1 Syllabus

Reproducibility and open scientific practices are increasingly in demand and needed by scientists and researchers in modern research environments. Our work often require or involve a high level of hands-on collaboration on scientific projects throughout all stages of the research lifecycle. We are faced with obstacles that we have no training for nor knowledge on how to address. Obstacles that can be as simple as not having a shared way of writing code or managing files and that can impede effective collaboration. Or they can be complex, like documenting software dependencies or steps in an analysis pipeline in a way that makes it easy to resolve issues and get the most recent set of results after collaborators have worked on a project.

Aside from the impact on collaboration, these barriers can even affect projects with just one primary researcher. Ultimately, this can have consequences on the reliability and reproducibility of scientific results, especially considering that the measures taken to address these barriers are often not explicitly shared in traditional scientific outputs (like publications). With this workshop, we aim to begin addressing this gap.

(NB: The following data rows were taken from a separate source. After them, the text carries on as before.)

PR #20601, opened 2021-12-07
Update ondilo_ico

Alex9779:
## Proposed change

Update ondilo_ico integration documentation
add information how to change the polling interval respecting rate limits

## Type of change

## Additional information

## Checklist

### DIFF
--- a/source/_integrations/ondilo_ico.markdown
+++ b/source/_integrations/ondilo_ico.markdown
@@ -40,7 +40,7 @@ Ondilo has rate limits for using their API too, see [here](https://interop.ondil
 [homeassistant.update_entity](https://www.home-assistant.io/integrations/homeassistant/#service-homeassistantupdate_entity) service just accepts entities as input while this integration always gets all data for all pools you have even if you only update just one entity! So it is enough to configure an automation with just one entity to update everything!
 </div>
 
-Configuring the automation with all entities (normally 6 per pool) is not nessecary and will result in multiple queries which then may result in hitting the rate limit and getting inconsistent updates.
+Configuring the automation with all entities (normally 6 per pool) is not necessary and will result in multiple queries which then may result in hitting the rate limit and getting inconsistent updates.
 
 ## Known limitations
 
--- a/source/_integrations/ondilo_ico.markdown
+++ b/source/_integrations/ondilo_ico.markdown
@@ -28,6 +28,20 @@ Sensors will be created for all those data.
 
 {% include integrations/config_flow.md %}
 
+## Polling
+
+The default interval to update all data is 1 hour.
+
+If you want to update in shorter intervals, because an Ondilo ICO measures only once an hour, which may result in a difference of the time a measure has been taken and the time the Home Assistant sensor is updated, you disable automatic polling in the configuration screen of the integration and setup an automation using [homeassistant.update_entity](https://www.home-assistant.io/integrations/homeassistant/#service-homeassistantupdate_entity) service.
+
+Ondilo has rate limits for using their API too, see [here](https://interop.ondilo.com/docs/api/customer/v1/), which are 5 queries a second and 30 queries an hour. So the minimal polling interval would be 2 minutes to get all the data consistently.
+
+<div class='note warning'>
+[homeassistant.update_entity](https://www.home-assistant.io/integrations/homeassistant/#service-homeassistantupdate_entity) service just accepts entities as input while this integration always gets all data for all pools you have even if you only update just one entity! So it is enough to configure an automation with just one entity to update everything!
+</div>
+
+Configuring the automation with all entities (normally 6 per pool) is not nessecary and will result in multiple queries which then may result in hitting the rate limit and getting inconsistent updates.
+
 ## Known limitations
 
 - Recommendations are not yet supported.


source/_integrations/ondilo_ico.markdown
```diff
@@ -28,6 +28,20 @@ Sensors will be created for all those data.
 
 {% include integrations/config_flow.md %}
 
+## Polling
+
+The default interval to update all data is 1 hour.
+
+If you want to update in shorter intervals, because an Ondilo ICO measures only once an hour, which may result in a difference of the time a measure has been taken and the time the Home Assistant sensor is updated, you disable automatic polling in the configuration screen of the integration and setup an automation using [homeassistant.update_entity](https://www.home-assistant.io/integrations/homeassistant/#service-homeassistantupdate_entity) service.
```
frenck, line 35: This is not integration specific documentation, and thus should not be documented here.

Alex9779:
Ok well, it is just a little more explanation than [here](https://www.home-assistant.io/integrations/google_travel_time/#updating-sensors-on-demand-using-automation).
See [here](https://github.com/home-assistant/developers.home-assistant/pull/1149) and [here](https://github.com/home-assistant/core/pull/60983), I struggled to get this info anywhere into the docs and I don't find a general page explaining how to configure custom polling other than this short paragraph in the annoucing blog entry [here](https://www.home-assistant.io/blog/2021/06/02/release-20216/#disable-polling-updates-on-any-integration) and in the meanwhile at some other integrations...

What shall I do, remove the explanation and provide a demo automation like in the other integration? I really do not know what you expect, now it seems I provide too much information but which I don't find anywhere else...

frenck:
Honestly, I don't think we should document this stuff at all.

Home Assistant should provide sane defaults by default, displaying/adding such things will lead to people playing with it, or trying to bump polling massively. In the past, this has caused problems for us many times. For example, API provides closing off Home Assistant completely, resulting in nobody being able to use it again.

Is the default for this integration, not sane?

Alex9779:
This was the start of my journey: https://github.com/home-assistant/core/issues/60825
As I explained there I think it is not sane...



> Honestly, I don't think we should document this stuff at all.

Maybe then you should think about changing that [here](https://www.home-assistant.io/docs/configuration/platform_options/#scan-interval)
Having the blog post in mind this seems outdated, maybe this should be updated?

frenck:
> Maybe then you should think about changing that here

That is actually deprecated and no longer accepted/used. It is for the legacy platforms and not part of new or updated integrations for the same reasoning as before.

> Having the blog post in mind this seems outdated, maybe this should be updated?

I'm not following that one.

Anyways, do you think this integration does or does not provide a sane default?

Alex9779:
> Anyways, do you think this integration does or does not provide a sane default?

The device measures once an hour, actually about ~61-64 minutes.
If you pull the results from the server in an one hour interval you can get serious differences of the time the measure has been taken and the time the sensor in Home Assistant is updated so statistics on those values are some kind of unusable when you want to see what actions (like adding chlorine or taking a bath) had which results on the measurements. That is because Home Assistant logs the time for the measurement the sensor has been updated while the API provides a time stamp when the measurement has been taken. This information cannot be pushed to Home Assistant.

frenck:
So, it's not a sane default or, is it?

Alex9779:
No, it is not...
I recommend 5 minutes to have some spare queries left on that rate limit of 30 queries per hour but to have the data in Home Assistant at more accurate timestamps...
I can reopen the initial issue or provide a PR with changing that, the code owner didn't respond on any comment yet...

frenck:
> No, it is not...

So... If something is not working correctly, out of the box, please raise an issue or open a contribution to improve on the situation from the source. Documenting a workaround for these things is not a good solution.

Alex9779:
I didn't see it as a workaround as this method of changing polling intervals is recommended since 2021.06, if you don't want to document it in detail, why did you announce it? And maybe the interval was reasonable for the creator but not for me... Maybe for others it is not reasonable too, though I know this integration is not used very often as this is a very special and expensive device. But there are other polling integrations out there and looking at some of them your principles are hard to pin, some have what I tried to add, allowing to change the polling interval with a config entry, others explain how to change the polling interval with less information than I put in.

Anyways, this was my last try on this topic and honestly this annoys me right now, I got my solution, I tried to help others who might also stumble over this, I should have stopped this when I got my solution and restrict my contributions to correct typos...

Alex9779:
Don't get me wrong, still a proud user of Home Assistant, proud supporter of Nabu Casa and patreon of you...

frenck:
> I didn't see it as a workaround as this method of changing polling intervals is recommended since 2021.06

So, the reason I started asking question, is because of the details in this PR about rate limits and such. Those are generally great indicators to spot incorrect, or, opportunities for improving current polling frequencies.

Asking some additional questions turns out, that might be the case. As you confirmed the current defaults are probably not what they should be to be useful.

We should always strive for the best out-of-the-box experience for anyone. I hope you can agree that documenting this, to improve an experience (by using a higher poll frequency to make it useful), is not a good improvement for that matter. A new user should have an acceptable experience on first use, not when applying scripts like suggested.

We are (and I am) striving for a better and greater good for everyone. Effortlessly, out-of-the-box.

> And maybe the interval was reasonable for the creator but not for me... Maybe for others it is not reasonable too, though I know this integration is not used very often as this is a very special and expensive device.

Sure, but that is something we can discuss/look for; we should not assume it's blocking / cannot be changed and just document it instead 🤷 

> Anyways, this was my last try on this topic and honestly this annoys me right now, I got my solution, I tried to help others who might also stumble over this

That is appreciated, just that I think (based on your answers) we should solve the root cause instead...

> Don't get me wrong, still a proud user of Home Assistant, proud supporter of Nabu Casa and patreon of you...

Thank you! Good to hear and appreciated, however not related to this issue and doesn't change the general review comments ❤️

Alex9779:
> however not related to this issue and doesn't change the general review comments ❤️

I am aware of this, just wanted to point that out that I am not just a frustrated user using stuff, mocking and not trying to contribute and help out in ways possible to me...

So to break this down, I re-open my initial issue and prepare a PR with an update just for the default polling interval with some clarifying comments...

This workshop lasts 3 days and is split into the following sessions, listed in the schedule, which will be covered in order:

1.1 Learning outcome and objectives

The overall aim of this workshop is to enable you to:

Describe what an open, collaboration-friendly, and nearly-automated reproducible data analysis pipeline and workflow looks like, and then create a project that follows these practices using R.

Broken down into specific objectives for each session, we’ve designed the workshop to enable you to do the following:

Identify potential actions to streamline collaboration on a data analysis project and create projects that apply many of these actions using R.
Describe and define the distinct steps involved in a pipeline that goes from raw data to final results, and to use R to build this pipeline in an automated and explicit way.
Apply functional programming concepts to run statistical analyses that fit within the conceptual framework of automated pipelines and that can be used regardless of what statistical method is used.

And we will not learn:

Any details on or about specific statistical methods or models (these are already covered by most university curriculum). We cover how to run statistical methods, but not which statistical methods to use for your data or project.
Making figures or plots (data visualization could be a whole workshop on its own).

Because learning and coding is ultimately not just a solo activity, during this workshop we also aim to provide opportunities to chat with fellow participants, learn about their work and how they do analyses, and to build networks of support and collaboration.

The specific software and technologies we will cover in this workshop are R, RStudio, Quarto, Git, and GitHub, while the specific R packages are styler, targets, as well as more advanced uses of purrr.